À l'approche de la Coupe du Monde 2026, les joueurs allemands adoptent une posture prudente, évitant les sujets politiques qui avaient marqué leur participation au Qatar en 2022. Le fiasco médiatique et les critiques reçues lors du tournoi précédent ont incité la Mannschaft à se concentrer exclusivement sur le sport.
Un virage stratégique pour la Mannschaft
Lors de la Coupe du Monde 2022 au Qatar, les joueurs allemands avaient multiplié les gestes politiques : mains sur la bouche pour protester contre l'interdiction du brassard "One Love", critiques des conditions des travailleurs immigrés, et prises de position sur les droits LGBTQ+. Ces actions, bien que louables, avaient créé des tensions et détourné l'attention du jeu.
Pour 2026, l'équipe a décidé de changer de cap. Les joueurs ont reçu des consignes claires : éviter toute déclaration politique et se concentrer sur la performance sportive.
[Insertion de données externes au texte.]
PR #796, opened 2024-08-09
ci: Publish ISO images on branch push

tserong:
**Problem:**
ISOs are only published on pushes to the main harvester repo. Sometimes we need an ISO built when there's only been a change in harvester-installer, for example when doing testing of the head of one of the stable branches, or of master.

**Solution:**
Duplicate the relevant ISO publishing bits from https://github.com/harvester/harvester/blob/master/.github/workflows/build.yml

**Related Issue:**
https://github.com/harvester/harvester/issues/6296

**Test plan:**
Merge this PR and make sure an ISO is published to releases.rancher.com.

### DIFF
--- a/.github/workflows/build.yml
+++ b/.github/workflows/build.yml
@@ -13,7 +13,7 @@ env:
   # so wet just set it to master in this case.
   DRONE_BRANCH: ${{ endsWith(github.ref_name, '/merge') && 'master' || github.ref_name }}
 jobs:
-  build-iso-images:
+  build-iso:
     name: Build ISO Images
     strategy:
       matrix:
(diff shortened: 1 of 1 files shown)


tserong:
Note to @bk201 and @FrankYang0529: I _think_ I've got this right, but I don't believe I have any way to test that this works properly other than merging the PR and hoping for success.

Cette décision fait suite à une évaluation interne où il a été jugé que les actions politiques avaient nui à l'image de l'équipe et à sa préparation.
Les raisons du silence
Plusieurs facteurs expliquent ce revirement. D'abord, le fiasco médiatique au Qatar a laissé des traces. Les joueurs ont été critiqués pour leur hypocrisie, certains étant accusés de faire du "slacktivisme" tout en participant à un tournoi controversé. Ensuite, la pression des sponsors et de la fédération allemande de football (DFB) a joué un rôle. Les sponsors souhaitent éviter les polémiques et protéger leurs investissements.
Enfin, les joueurs eux-mêmes ont exprimé leur lassitude. "Nous sommes footballeurs, pas politiciens", a confié un cadre de l'équipe sous couvert d'anonymat. "Notre job est de gagner des matchs, pas de changer le monde."
Un contraste avec les autres équipes
Cette posture contraste avec celle d'autres équipes, comme l'Angleterre ou les Pays-Bas, qui continuent de s'engager sur des sujets sociétaux. Cependant, l'Allemagne semble vouloir tirer les leçons du passé et adopter une approche plus pragmatique.
Le sélectionneur, Julian Nagelsmann, a approuvé cette ligne de conduite. "Nous voulons que l'équipe soit concentrée sur le terrain. Les distractions politiques ne nous ont pas servis par le passé", a-t-il déclaré lors d'une conférence de presse.
Les risques de l'apolitisme
Certains observateurs critiquent cette position, estimant que les footballeurs ont une responsabilité sociale. "Ils ont une plateforme énorme et pourraient l'utiliser pour le bien", argue un journaliste sportif. "Mais après le Qatar, ils ont peur de se brûler les ailes."
D'autres soulignent que le silence peut être interprété comme une approbation des régimes autoritaires qui accueillent les grandes compétitions. La Coupe du Monde 2026 se déroulera aux États-Unis, au Canada et au Mexique, des démocraties, ce qui atténue certaines critiques. Mais les joueurs allemands semblent déterminés à ne pas répéter les erreurs du passé.
Un focus sur le terrain
Sur le plan sportif, l'Allemagne vise une performance de haut niveau après des résultats décevants en 2022 (élimination au premier tour). Les joueurs travaillent dur pour retrouver leur place parmi l'élite mondiale. "Nous avons une équipe talentueuse et nous voulons montrer de quoi nous sommes capables", a déclaré le capitaine Joshua Kimmich.
Le staff technique a mis en place un programme de préparation intensif, avec des stages de cohésion et des matchs amicaux contre des adversaires de renom. L'objectif est d'arriver en Amérique du Nord dans les meilleures conditions possibles, sans les polémiques qui ont entaché le précédent mondial.
En conclusion, l'équipe d'Allemagne aborde la Coupe du Monde 2026 avec une nouvelle stratégie : faire taire la politique et laisser parler le football. Reste à savoir si ce pari sera gagnant sur le terrain et dans l'opinion publique.